Figure 2.26 shows capacitors $C_{1}$ and $C_{2}$ combined in series. The left plate of $C_{1}$ and the right plate of $C_{2}$ are connected to two terminals of a battery and have charges $Q$ and $- Q$ , respectively. It then follows that the right plate of $C_{1}$ has charge $- Q$ and the left plate of $C_{2}$ has charge $Q$ . If this was not so, the net charge on each capacitor would not be zero. This would result in an electric field in the conductor connecting $C_{1}$ and $C_{2}$ . Charge would flow until the net charge on both $C_{1}$ and $C_{2}$ is zero and there is no electric field in the conductor connecting $C_{1}$ and $C_{2}$ . Thus, in the series combination, charges on the two plates ( $\pm Q$ ) are the same on each capacitor. The total potential drop $V$ across the combination is the sum of the potential drops $V_{1}$ and $V_{2}$ across $C_{1}$ and $C_{2}$ , respectively.

$V = V_{1} + V_{2} = \frac{Q}{C_{1}} + \frac{Q}{C_{2}}$ (2.55)

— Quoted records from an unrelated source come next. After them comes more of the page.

PR #1326, opened 2021-07-21
Move example app AGP version to 3.6.4

fractalwrench:
## Goal

Fixes the example app build on CI by reverting to an older version of AGP.


lemnik (approved):
LGTM - Pending CI

PR #1328, opened 2021-07-22
Address pre-existing StrictMode violations

fractalwrench:
## Goal

Addresses some pre-existing StrictMode violations by moving affected code onto background threads where possible, and only calling `Future#get()` when the result is absolutely required.

## Changeset

- Altered various storage setup methods to avoid unnecessary calls (e.g. `DeviceIdStore` no longer calls `file.exists()` as `file.createNewFile()` is sufficient)
- Altered `ImmutableConfig` so that `persistenceDirectory` is a lazy property. This avoids calling `context#getCacheDir()` on the main thread
- Simplified the `Client` constructor by extracting the construction and configuration of objects into related `DependencyModules` which form a dependency graph. These make it simpler to run I/O on background threads and also lay the framework for greater dependency injection in future.
- Altered `device.freeDisk` calculation to run on IO thread
- Set a traffic stats tag on network requests
- Loaded plugins on a background thread

## Testing

Relied on existing test coverage. Confirmed the strictmode violations are resolved by enabling all penalties in the example app.


features/fixtures/mazerunner/app/src/main/java/com/bugsnag/android/mazerunner/StartupANRBehaviour.kt
```diff
@@ -20,23 +22,26 @@ fun Application.triggerStartupAnrIfRequired() {
         // we have to startup Bugsnag at this point
         Bugsnag.start(this)
 
-        thread {
-            // This is a dirty hack to work around the limitations of our current testing
-            // systems - where external key-events are pushed through our main thread (which we
-            // are pausing to test for ANRs)
+        // wait for Bugsnag's ANR handler to install first
+        Handler(Looper.getMainLooper()).post {
```
fractalwrench, line 26: Loading plugins has required an adjustment to the test scenario to wait until the first looper message has finished executing, as otherwise a startup ANR is missed. This is a bit of a trade off between always catching startup ANRs, and having a strictmode violation show up in the ANR plugin.

It might be possible to suppress the violation within `AnrPlugin`, or simply ignore it when creating a Bugsnag listener.

fractalwrench: In-person discussion decided that either the plugin should be responsible for loading specific parts on a bg thread, or the plugin should entirely load on the main thread and the violation can be ignored within the penaltyListener

lemnik (approved):
LGTM

PR #1329, opened 2021-07-22
Add main journal API

kstenerud:
## Goal

This is the top-level API to the journal system:

## Design

The journal at this layer is considered to be a read-only map that can only be modified via journal commands. There is an automatic housekeeping thread that snapshots the journal whenever it grows too big.

The top-level API is deliberately small and opinionated. Read access to the document is via the `Map` interface, modifications are via the `addCommand()` method, and there is also a `snapshot()` method for extenuating circumstances.

All opinionated configuration is set in BugsnagMainJournal's companion object, which we can tweak as needs arise. It cannot be changed by the end user.

This API will be initialized from `Client`, and will be accessed directly by the various systems that contribute data to the Bugsnag reports.

## Testing

Added top-level unit tests. The next phase will involve connecting the existing systems to the journal, which will affect their E2E tests.

### DIFF
--- a/bugsnag-android-core/src/main/java/com/bugsnag/android/BugsnagMainJournal.kt
+++ b/bugsnag-android-core/src/main/java/com/bugsnag/android/BugsnagMainJournal.kt
@@ -1,0 +1,171 @@
+package com.bugsnag.android
+
+import com.bugsnag.android.internal.DocumentPath
+import com.bugsnag.android.internal.JournaledDocument
+import java.io.File
+import java.io.IOException
+import java.lang.IllegalStateException
+import java.lang.Thread
+import kotlin.concurrent.thread
+
+/**
+ * The main journal contains the document that will be sent to the back end whenever an event occurs.
+ * All changes to the document must be made via journal commands to ensure that they are preserved
+ * in the event of a crash.
+ *
+ * The single instance to be used in Bugsnag is "instance", and startInstance() must be called before
+ * using it.
+ */
+internal class BugsnagMainJournal internal constructor(
+    private val logger: Logger,
+    baseDocumentPath: File,
+    initialDocument: Map<String, Any>
+) {
+    internal val journal = JournaledDocument(
+        baseDocumentPath,
+        journalType,
+        journalVersion,
+        mmapBufferSize,
+        highWater,
+        initialDocument
+    )
+
+    /**
+     * The document in its current state (with all current journal entries applied).
+     * Do NOT modify any of the document's contents directly; information will be lost if you do.
+     * Use addCommand() instead to modify the document.
+     */
+    val document: Map<String, Any> get() = journal
+
+    /**
+     * Add a journal command.
+     *
+     * @param documentPath The path describing where in the document to set the value
+     * @param value The value to set
+     * @see DocumentPath
+     */
+    fun addCommand(documentPath: String, value: Any?) {
+        if (documentPath.isEmpty()) {
+            logger.e("addCommand called with empty path (replace entire document not allowed)")
+            return
+        }
+        try {
+            return journal.addCommand(documentPath, value)
+        } catch (exc: IOException) {
+            logger.e("Could not add journal command", exc)
+        }
+    }
+
+    /**
+     * Save a current document snapshot and clear the journal.
+     * You'll rarely need to call this since the housekeeping thread already snapshots periodically.
+     */
+    fun snapshot() {
+        try {
+            journal.snapshot()
+        } catch (exc: IOException) {
+            logger.e("Could not write journal snapshot", exc)
+        }
+    }
+
+    private fun beginSnapshotHousekeepingThread() {
+        thread {
+            while (true) {
+                try {
+                    journal.snapshotIfHighWater()
+                } catch (exc: IOException) {
+                    logger.e("Could not write journal snapshot; exiting housekeeping thread...", exc)
+                    break
+                }
+                Thread.sleep(highWaterPollingIntervalMS)
+            }
+        }
+    }
+
+    companion object {
+        // Top-level key where version info will be saved.
+        internal const val versionInfoKey = "version-info"
+        internal const val journalTypeKey = "type"
+        internal const val journalVersionKey = "version"
+
+        // The "type" of the main journal. This will probably never change.
+        internal const val journalType = "Bugsnag Android"
+
+        // Version of this journal. This will change for migration purposes.
+        internal const val journalVersion = 1
+
+        // Size of the on-disk memory-mapped buffer in bytes.
+        private const val mmapBufferSize = 100000L
+
+        // If the memory-mapped buffer fills beyond this many bytes, it gets auto-snapshotted.
+        // Note: The size of mmapBufferSize and highWater have no effect on snapshot runtime cost.
+        private const val highWater = 50000L
+
+        // Polling interval in milliseconds for the high water check thread.
+        private const val highWaterPollingIntervalMS = 200L
+
+        /**
+         * The global instance of the main journal.
+         * You must call startInstance() before accessing this.
+         */
+        val instance: BugsnagMainJournal
+            get() = if (hasInitialized) {
+                mainJournal
+            } else {
+                throw IllegalStateException("Must call startInstance() before accessing instance")
+            }
+
+        /**
+         * Start the main journal at the specified base path.
+         * Any existing journal at this location will be overwritten.
+         *
+         * NOTE: This must be called once (and only once) before accessing instance.
+         *
+         * @param logger A logger
+         * @param baseDocumentPath Path to a filename that will be used as the basis for all journal and snapshot files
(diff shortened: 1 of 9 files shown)


bugsnag-android-core/src/main/java/com/bugsnag/android/BugsnagMainJournal.kt
```diff
@@ -0,0 +1,175 @@
...
+            return docWithVersionInfo
+        }
+
+        /**
+         * Test interface to addCommand that removes all restrictions.
+         * This is required so that the unit tests can replace the entire document.
+         */
+        internal fun testintfAddCommand(documentPath: String, value: Any?) {
+            instance.journal.addCommand(documentPath, value)
+        }
```
lemnik, line 173: Given that all the variables here are `internal` is there any reason why these test-helper functions shouldn't be part of the Unit Test source set?

bugsnag-android-core/src/main/java/com/bugsnag/android/BugsnagMainJournal.kt
```diff
@@ -0,0 +1,175 @@
...
+                val journal = BugsnagMainJournal(logger, baseDocumentPath, initialDocument)
+                mainJournal = journal
+                hasInitialized = true
+                journal.beginSnapshotHousekeepingThread()
+                return previousContents
+            }
+        }
+
+        internal var hasInitialized = false
+        internal var mainJournal: BugsnagMainJournal? = null
```
lemnik, line 150: This looks like it might want to be `lateinit`:
```suggestion
        internal lateinit var mainJournal: BugsnagMainJournal
```

bugsnag-android-core/src/main/java/com/bugsnag/android/internal/ConcurrentContainers.kt
```diff
@@ -0,0 +1,57 @@
...
+
+import java.util.concurrent.ConcurrentHashMap
+import java.util.concurrent.ConcurrentMap
+import java.util.concurrent.CopyOnWriteArrayList
+
+/**
+ * Utility to convert containers to their concurrent counterparts.
+ */
+class ConcurrentContainers private constructor() {
+    companion object {
```
lemnik, line 11:
```suggestion
object ConcurrentContainers {
```

Alternatively - these might make nice extension functions? @fractalwrench ?

bugsnag-android-core/src/main/java/com/bugsnag/android/internal/ConcurrentContainers.kt
```diff
@@ -0,0 +1,57 @@
...
+         */
+        internal fun asConcurrent(obj: Any?): Any? {
+            if (obj is Map<*, *>) {
+                return asConcurrent(obj)
+            }
+            if (obj is List<*>) {
+                return asConcurrent(obj)
+            }
+            return obj
+        }
```
lemnik, line 55:
```suggestion
        internal fun asConcurrent(obj: Any?): Any? = when(obj) {
            is Map<*, *> -> asConcurrent(obj)
            is List<*> -> asConcurrent(obj)
            else -> obj
        }
```

bugsnag-android-core/src/main/java/com/bugsnag/android/internal/ConcurrentContainers.kt
```diff
@@ -0,0 +1,57 @@
...
+            @Suppress("UNCHECKED_CAST")
+            val concurrentMap = map as? ConcurrentMap<Any?, Any?> ?: ConcurrentHashMap(map)
+
+            map.forEach {
+                val entry = it.value
+                if (entry is Map<*, *>) {
+                    concurrentMap[it.key] = asConcurrent(entry)
+                } else if (entry is List<*>) {
+                    concurrentMap[it.key] = asConcurrent(entry)
+                }
```
lemnik, line 37:
```suggestion
                when(val entry = it.value) {
                    is Map<*, *> -> concurrentMap[it.key] = asConcurrent(entry)
                    is List<*> -> concurrentMap[it.key] = asConcurrent(entry)
                }
```

bugsnag-android-core/src/main/java/com/bugsnag/android/internal/ConcurrentContainers.kt
```diff
@@ -0,0 +1,57 @@
...
+            @Suppress("UNCHECKED_CAST")
+            val concurrentList = list as? CopyOnWriteArrayList<Any?> ?: CopyOnWriteArrayList(list)
+
+            for (i in list.indices) {
+                val entry = list[i]
+                if (entry is Map<*, *>) {
+                    concurrentList[i] = asConcurrent(entry)
+                } else if (entry is List<*>) {
+                    concurrentList[i] = asConcurrent(entry)
+                }
```
lemnik, line 22:
```suggestion
                when(val entry = list[i])
                    is Map<*, *> -> concurrentList[i] = asConcurrent(entry)
                    is List<*> -> concurrentList[i] = asConcurrent(entry)
                }
```

bugsnag-android-core/src/main/java/com/bugsnag/android/BugsnagMainJournal.kt
```diff
@@ -0,0 +1,175 @@
...
+         * @param baseDocumentPath Path to a filename that will be used as the basis for all journal and snapshot files
+         * @param initialDocument The initial contents of the document. This will be deep copied.
+         * @return The contents of the previous journal (if any)
+         */
+        fun startInstance(
+            logger: Logger,
+            baseDocumentPath: File,
+            initialDocument: Map<String, Any>
+        ): MutableMap<in String, out Any>? {
+            synchronized(hasInitialized) {
```
lemnik, line 130:
```suggestion
            synchronized(this) {
```

bugsnag-android-core/src/test/java/com/bugsnag/android/BugsnagMainJournalTest.kt
```diff
@@ -0,0 +1,133 @@
...
+    private val baseDocumentName = "mydocument"
+    private val baseDocumentPath: File by lazy {
+        if (!hasInitialized) {
+            hasInitialized = true
+            val basePath = File(folder.root, baseDocumentName)
+            basePath
+        } else {
+            baseDocumentPath
+        }
+    }
```
lemnik, line 25:
```suggestion
    private val baseDocumentPath by lazy { File(folder.root, "mydocument") }
```

bugsnag-android-core/src/main/java/com/bugsnag/android/BugsnagMainJournal.kt
```diff
@@ -0,0 +1,175 @@
...
+
+/**
+ * The main journal contains the document that will be sent to the back end whenever an event occurs.
+ * All changes to the document must be made via journal commands to ensure that they are preserved
+ * in the event of a crash.
+ *
+ * The single instance to be used in Bugsnag is "instance", and startInstance() must be called before
+ * using it.
+ */
+class BugsnagMainJournal internal constructor(
```
fractalwrench, line 19: Can this be made `internal` to hide it from our public API surface?

bugsnag-android-core/src/main/java/com/bugsnag/android/BugsnagMainJournal.kt
```diff
@@ -0,0 +1,175 @@
...
+        highWater,
+        initialDocument
+    )
+
+    /**
+     * The document in its current state (with all current journal entries applied).
+     * Do NOT modify any of the document's contents directly; information will be lost if you do.
+     * Use addCommand() instead to modify the document.
+     */
+    val document: Map<String, Any> get() = journal
```
fractalwrench, line 38: Perhaps this could be enforced with `Collections.unmodifiableMap()`?

bugsnag-android-core/src/main/java/com/bugsnag/android/internal/ConcurrentContainers.kt
fractalwrench: Extension functions sounds good - all the symbols should also remain `internal`

bugsnag-android-core/src/main/java/com/bugsnag/android/BugsnagMainJournal.kt
kstenerud: Doesn't `Map` already enforce that?

There are actually two levels of threat here:
- Modifying the map itself
- Modifying a map or list inside of the map

Unfortunately there's no way to enforce the second invariant because we need to be able to modify via the journal command system.

fractalwrench: Good point - I've got too much Java on the brain :)

fractalwrench (approved):
LGTM once the functions in `ConcurrentContainers` are converted into extension functions, and all symbols are made `internal`.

i.e., $\frac{V}{Q} = \frac{1}{C_{1}} + \frac{1}{C_{2}}$ (2.56)

Now we can regard the combination as an effective capacitor with charge $Q$ and potential difference $V$ . The effective capacitance of the combination is

$C = \frac{Q}{V}$ (2.57)

We compare Eq. (2.57) with Eq. (2.56), and obtain

$\frac{1}{C} = \frac{1}{C_{1}} + \frac{1}{C_{2}}$ (2.58)

2.27

Combination of n capacitors in series.

The proof clearly goes through for any number of capacitors arranged in a similar way. Equation (2.55), for $n$ capacitors arranged in series, generalises to

$V = V_{1} + V_{2} + \dots + V_{n} = \frac{Q}{C_{1}} + \frac{Q}{C_{2}} + \dots + \frac{Q}{C_{n}}$ (2.59)

Following the same steps as for the case of two capacitors, we get the general formula for effective capacitance of a series combination of $n$ capacitors:

$\frac{1}{C} = \frac{1}{C_{1}} + \frac{1}{C_{2}} + \frac{1}{C_{3}} + \dots + \frac{1}{C_{n}}$ (2.60)

2.14.2 Capacitors in parallel

2.28

Parallel combination of (a) two capacitors, (b) n capacitors.

Figure 2.28 (a) shows two capacitors arranged in parallel. In this case, the same potential difference is applied across both the capacitors. But the plate charges ( $\pm Q_{1}$ ) on capacitor 1 and the plate charges ( $\pm Q_{2}$ ) on the capacitor 2 are not necessarily the same:

$Q_{1} = C_{1} V, Q_{2} = C_{2} V$ (2.61)

The equivalent capacitor is one with charge

$Q = Q_{1} + Q_{2}$ (2.62)

and potential difference $V$ .

$Q = C V = C_{1} V + C_{2} V$ (2.63)

The effective capacitance $C$ is, from Eq. (2.63),

$C = C_{1} + C_{2}$ (2.64)

The general formula for effective capacitance $C$ for parallel combination of $n$ capacitors [Fig. 2.28 (b)] follows similarly,

$Q = Q_{1} + Q_{2} + . . . + Q_{n}$ (2.65)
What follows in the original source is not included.